• Exercise goal:
An exact transcript of the records is what this task asks for.

• Listed records:
PR #1204, opened 2020-11-06
chore(ui): enable "noEmit" in tsconfig.json

geigerzaehler:
This prevents us from messing up the source directory with build artifacts that are included instead of the proper source files when we run `tsc` from the command line.


xla (approved):
🍢 🚿 🐜 🖼

rudolfs (approved):
😚👌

• Solution to the exercise:
PR #1204, opened 2020-11-06
chore(ui): enable "noEmit" in tsconfig.json

geigerzaehler:
This prevents us from messing up the source directory with build artifacts that are included instead of the proper source files when we run `tsc` from the command line.


xla (approved):
🍢 🚿 🐜 🖼

rudolfs (approved):
😚👌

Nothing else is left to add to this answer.